The Association of Educational Advisers in Scotland has voted to change its name and widen its membership in recognition of advisers’ changing role in education authorities.

A show of hands at the association’s annual meeting in Carnoustie at the weekend transformed the AEAS into the AEDIPS - the Association of Educational Development and Improvement Professionals in Scotland.

Membership will be open to all local authority quality improvement officers and curriculum development officers and will include secondees, consultants, temporary and permanent staff and retired staff working across all sectors of education.

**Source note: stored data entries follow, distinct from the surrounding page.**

PR #5215, opened 2021-04-06
Add --size flag for rclone rcat - closes #4403

### LINKED ISSUE #4403: Add a "hint-file-size" option to rcat to allow "streaming" transfers to cloud hostings which doesn't allow it directly
rclone v1.52.2
- os/arch: linux/amd64
- go version: go1.14.4

I need to transfer a HUGE... Nope, not a file. A block device image. 2 TB in size - to a remote storage which *does not support* streaming uploads.

The obvious solution is using someting like `cat /dev/sdb | rclone rcat`, but...

The problem is that it does attempt create a "spool file", except that this will end up in a failure because, well, fitting a 2 TB file on a filesystem which can never be that big is impossible, and I can't add another 4 TB drive just for the sake of backing it up. And anyway how will I then back up this 4 TB drive?...

Add to "rcat" command an option "hint-file-size", which would allow to preallocate the file in advance at the remote end and then just actually stream it via standard chunked transfer mechanics (with maybe using a limited-sized cache file, but definitely not copying the whole file in the cache before actually transferring anything).

nazar554:
This allows preallocating space at remote end with `RcatSize`.

To allow streaming uploads even when remote backend doesn't support them.
`RcatSize` should fall back to regular `Rcat` if `--size` flag is missing.

See #4403

#### Checklist

### DIFF
--- a/cmd/rcat/rcat.go
+++ b/cmd/rcat/rcat.go
@@ -47,6 +47,10 @@ setting this cutoff too high will decrease your performance.
 Use the |--size| flag to preallocate the file in advance at the remote end
 and actually stream it, even if remote backend doesn't support streaming.
 
+|--size| should be the exact size of the input stream in bytes. If the
+size of the stream is different in length to the |--size| passed in
+then the transfer will likely fail.
+
 Note that the upload can also not be retried because the data is
 not kept around until the upload succeeds. If you need to transfer
 a lot of data, you're better off caching locally and then
--- a/cmd/rcat/rcat.go
+++ b/cmd/rcat/rcat.go
@@ -7,12 +7,19 @@ import (
 	"time"
 
 	"github.com/rclone/rclone/cmd"
+	"github.com/rclone/rclone/fs/config/flags"
 	"github.com/rclone/rclone/fs/operations"
 	"github.com/spf13/cobra"
 )
 
+var (
+	size = int64(-1)
+)
+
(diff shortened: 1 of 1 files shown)


cmd/rcat/rcat.go
```diff
@@ -37,6 +44,9 @@ must fit into RAM. The cutoff needs to be small enough to adhere
 the limits of your remote, please see there. Generally speaking,
 setting this cutoff too high will decrease your performance.
 
+Use the |--size| flag to preallocate the file in advance at the remote end
+and actually stream it, even if remote backend doesn't support streaming.
+
```
ncw, line 49: I think this needs a bit more explanation - how about this as well?

```
|--size| should be the exact size of the input stream in bytes. If the
size of the stream is different in length to the |--size| passed in
then the transfer will likely fail.
```

ncw (commented):
I think this looks good.

Suggestion for extra docs inline - what do you think?

Thanks

Nick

However, a suggestion that membership should be open to members of HMIE and staff working in teacher education institutions was rejected.

Members will be balloted on a new “statement of commitment”, setting out their professional responsibilities.

Tommy Docherty, the association’s president, told the conference that advisers had been virtually invisible in recent education debates and had to adopt a higher profile.

Some members are still not being paid their correct salaries under the teachers’ agreement. Mr Docherty said that he had tried to raise this and other issues with the Education Minister, but to no avail.

“Neither the minister nor his civil servants seem to realise we exist, never mind realise the vital role we play in school improvement. In 2001, when Jack McConnell was Education Minister, he extolled our virtues in securing improvement in schools,” Mr Docherty said.

Since then the association had been overlooked by ministers and civil servants.

Mr Docherty said: “I am now inclined to write to the First Minister himself. We have achieved a considerable amount but we need Government to recognise our contribution. We need to be at the centre of things.”

A spokeswoman for the Scottish Executive said: “The Education Minister recognises the importance of all those involved in education and values the contribution that they make.”